Немного погодя, она вспомнила:
— Я тебе книг принесла! Ты просил, что-нибудь почитать.
Она вынула из сумки три книги, одна из них, толстая, Флавию Михайловичу была знакома. Он открыл книгу, стал читать:
Не отступлюсь от милого, хоть бейте!
Хоть продержите целый день в болоте!
Хоть в Сирию меня плетьми гоните,
Хоть в Нубию дубьем.
У Ольги было странное выражение лица: словно захватившая ее мысль остановила улыбку, и та замерла.
Хоть пальмовыми розгами — в пустыню
Иль тумаками — к устью Нила.
На увещанья ваши не поддамся.
Я не хочу противиться любви.
Очень хорошо читал, последнюю строку повторил задумчиво.
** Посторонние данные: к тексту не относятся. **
PR #700, opened 2024-07-08
Update string on private APIs

pkevan:
Changed in https://github.com/WordPress/gutenberg/pull/62635

Broke pattern creator, as reported in: https://wordpress.slack.com/archives/C02QB8GMM/p1720180116195859


ryelle:
Thanks for fixing this!

PR #702, opened 2024-07-14
Add parent theme to local env dependencies

### LINKED ISSUE #701: Missing parent theme: wporg-parent-2021
**Describe the bug**
Attempting to get spun up on a local development environment. However, it seems that the parent theme is missing. Do we need the `wporg-parent-2021` missing dependency? Perhaps there is a newer parent theme we should be referencing for `Template:`?

https://github.com/WordPress/pattern-directory/blob/99d71f9b55ab923cef70c263641e5686f1a16305/public_html/wp-content/themes/wporg-pattern-directory-2024/style.css#L10

**To Reproduce**
1. `yarn run create`
2. Visit http://localhost:8888/wp-admin/themes.php

**Expected behavior**
The front end output does not match the production Pattern Directory, which certainly reinforces the issue of missing parent theme. 

**Screenshots**
Screenshot 2024-07-12 at 2 13 57 PM

**Desktop:**
 - OS: macOS 14.5 (Sonoma)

— Вот, Оля, — сказал он, закончив чтение, — эти стихи написаны пять тысяч лет назад. Ты слышишь ли, сколько в них чувства? Тут и нежность, и преданность, и страсть, и торжество, и, счастье. Всего в нескольких строчках.
— Дай-ка я, — сказала она, отбирая у него книгу.
Стала читать, усмехнулась, села на лавку. Еще почитала:
Улягусь я на ложе.
И притворюсь больным.
Соседи навестят меня,
Придет возлюбленная с ними.
И лекарей сословье посрамит,
В моем недуге зная толк.
А Флавий Михайлович ей, не заглядывая в книгу:
Взяла бы хоть в привратники меня!
Ее бы выводил я из терпенья,
Чтоб чаще слышать голос этот гневный,
Робея, как мальчишка, перед ней.
— Пять тысяч лет тому назад? — переспросила Ольга недоверчиво.
— Может, четыре.
Она ему в удивлении:
— Неужели и тогда все было, как теперь? Целовались, обнимались, ревновали, надеялись, страдали в разлуке, рожали детей.
Её, должно быть, поразила эта мысль.
— Четыре тысячелетия — срок пустяковый, — сказал он.
— Ты даже не заметил, как пролетели, да?
— Не заметил, — подтвердил Флавий Михайлович с самым серьезным видом.
Наступил день, когда за завтраком Флавий Михайлович сказал осторожно:
— Знаешь, мне пора уезжать.
Улыбчивое, счастливое выражение на Ольгином лице мгновенно сменилось — тень легла на него.
— Надо ехать мне, — повторил он виновато и погладил ее руку, лежавшую на столе. — Ведь у меня дела.
— У тебя отпуск, — напомнила она. — Завод твой простаивает.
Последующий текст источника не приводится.